A portion of the research proposal on risk communication. A well prepared proposal leads to the research being carried out more smoothly.

3. Taking initiative to ask and clarify

As mentioned previously, there was little guidance at first for the first few days. Hence, a lot of time was spent doing nothing. This was very unproductive and I learnt that we could have made better use of the time by taking initiative to ask the mentors what to do. Even when we moved to Tampines Plaza and started on the newsletter, we were at first only told that we had to do the project, and not how to start or where to begin. Hence, I had to go and ask the mentor on details on where to begin. This was where I learnt that bosses have different styles. My sister’s mentor had everything planned for her and gave her a timeline on what she had to complete every day.
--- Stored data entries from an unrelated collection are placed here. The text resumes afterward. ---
PR #280, opened 2015-03-09
Properly encode slashes in path parameters

gwicke:
Swagger spec version 2.0 only supports level 1 URI templating as described in
http://tools.ietf.org/html/rfc6570#section-3.2.2. This means that the entire
path component (including slashes) needs to be encoded with
encodeURIComponent.

### DIFF
--- a/lib/swagger-client.js
+++ b/lib/swagger-client.js
@@ -9,7 +9,7 @@ var ArrayModel = function(definition) {
   this.name = "arrayModel";
   this.definition = definition || {};
   this.properties = [];
-  
+
   var requiredFields = definition.enum || [];
   var innerType = definition.items;
   if(innerType) {
@@ -301,7 +301,7 @@ PrimitiveModel.prototype.getMockSignature = function(modelsToIgnore) {
   }
   return returnVal;
 };
-/** 
+/**
  * Resolves a spec's remote references
  */
 var Resolver = function (){};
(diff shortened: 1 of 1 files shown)


lib/swagger-client.js
```diff
@@ -1460,22 +1460,8 @@ Operation.prototype.encodeQueryParam = function(arg) {
   return encodeURIComponent(arg);
 };
 
-/**
- * TODO revisit, might not want to leave '/'
- **/
 Operation.prototype.encodePathParam = function(pathParam) {
-  var encParts, part, parts, i, len;
```
mohsen1: Replying [this](https://github.com/swagger-api/swagger-ui/pull/1015#discussion_r26013542). 

```js
return pathParam.toString().split('/').map(encodeURIComponent).join('/')
```

The above code does exactly the same thing

@fehguy should we merge this change?

gwicke: It does the same thing as the old code, but not the same thing as

```javascript
encodeURIComponent(pathParam);
```

mohsen1: That's true. 

```
encodeURIComponent('a/b') === "a%2Fb"
'a/b'.split('/').map(encodeURIComponent).join('/') === 'a/b'
```
if we decided to have an option to allow slash(`/`), we would need to skip encoding it. Your code skip encoding slash. My suggestion is to make that code shorter and less complex.

Based on @fehguy's comment we need to decide if we want to skip slash in encoding and if the answer to that is yes, we should make this behavior configurable.

gwicke: @mohsen1, according to the [URI template spec](http://tools.ietf.org/html/rfc6570):

- slashes need to be encoded for `{foo}` (the only variant supported in Swagger 2.0), and
- slashes don't need to encoded for `{+foo}`.

So both can be supported easily and within the same URL once the spec gains support for level 2 URI templating.

fehguy:
I believe the spec does not support nor prohibit encoding slashes in path params.  Let me get input from @webron on this and if it is supported, I'll clean and merge this.

webron:
We don't support non-encoded slashes in path parameter values. However, I don't see a problem if they are indeed encoded.

Please note that this PR as against `master ` and should not be merged.

gaillard:
The UI still seems to have this not encoding, this would seem like a pretty silly thing to not encode values the user enters in the boxes for path parameter. Is it planned to change this?

webron:
Which branch have you tested, @gaillard?

gaillard:
Hey @webron, I tried the develop_2.0 branch for swagger-ui with the same effect.

webron:
@gaillard - please open two separate issues on the above then, we won't be able to keep track of those as comments on a closed PR.

gaillard:
will do thanks

PR #288, opened 2015-03-13
Fixed memory leak

sobolk:
This code is causing memory leak in long running app on nodejs. We can't append logs to static array ...


webron:
@sobolk - PRs should be submitted against the develop_2.0 branch.

webron:
Closed in favor of #289.

PR #302, opened 2015-03-19
Bug fix to display comments for array of primitives for properties or fields.

aphu:


whitlockjc:
This pull request is made against an old version of the `develop_2.0` branch.  Any way to get this updated?

lib/swagger-client.js
```diff
@@ -1555,7 +1555,7 @@ var Property = function(name, obj, required) {
   if(obj.$ref)
     this.$ref = simpleRef(obj.$ref);
   else if (obj.type === 'array' && obj.items) {
-    if(obj.items.$ref)
+    if(obj.items)
       this.$ref = simpleRef(obj.items.$ref);
     else
       obj = obj.items;
```
Smolations: This seems like a bad change to me. This conditional will _never_ hit the else statement because it's already wrapped in a conditional that checks for the existence of `obj.items`. The original code seems appropriate, because then the entire block reads:

> Does `obj.items` contain a $ref? If it does, then retain the resolved $ref to `this`. Otherwise, the schema attached to `obj.items` must contain the information `this` needs.

whitlockjc:
As part of getting the M2 release out the door, this work was done already and should be available in the 2.1/M2 release.  Please feel free to re-open, or file a new bug, if things aren't working like you'd expect.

However, for me it was more own time own target. It was only after I asked the mentor where to begin that she explained more about the goals of the newsletter and what were her plans for us. At first, my friends had thought that we were just supposed to come up with something ourselves. Since our mentor was less strict in terms of what we had to do every day, we had to plan our own timeline and clarify with them whenever we faced challenges or did not know what to do.

2 interesting aspects of my learning

1. Research is actually an office job but includes interviews and ground efforts which requires the researchers to travel to many places. The job can be a rather unstable job as it is contract based, but that is what makes it flexible.

2. Health Technology Assessment is a much-needed area in healthcare. Health technology can be both medicine and devices used for healthcare and since new technology is always invented, it is necessary to perform a HTA to assess it and measure whether it is cost-effective, and how well it works. It helps with decision-making processes regarding the health technology, which is important as this influences healthcare policies and guidelines regarding the health technology and impacts what technology would be used for patients.

1 takeaway for life

I think the whole experience of research is something I can take away. Even though the during the group projects in school, we do carry out research, it was fascinating to see the large scale of it in play in the work condition. Also, the meals that I ate and the experience of staying back until 6.30pm were unforgettable.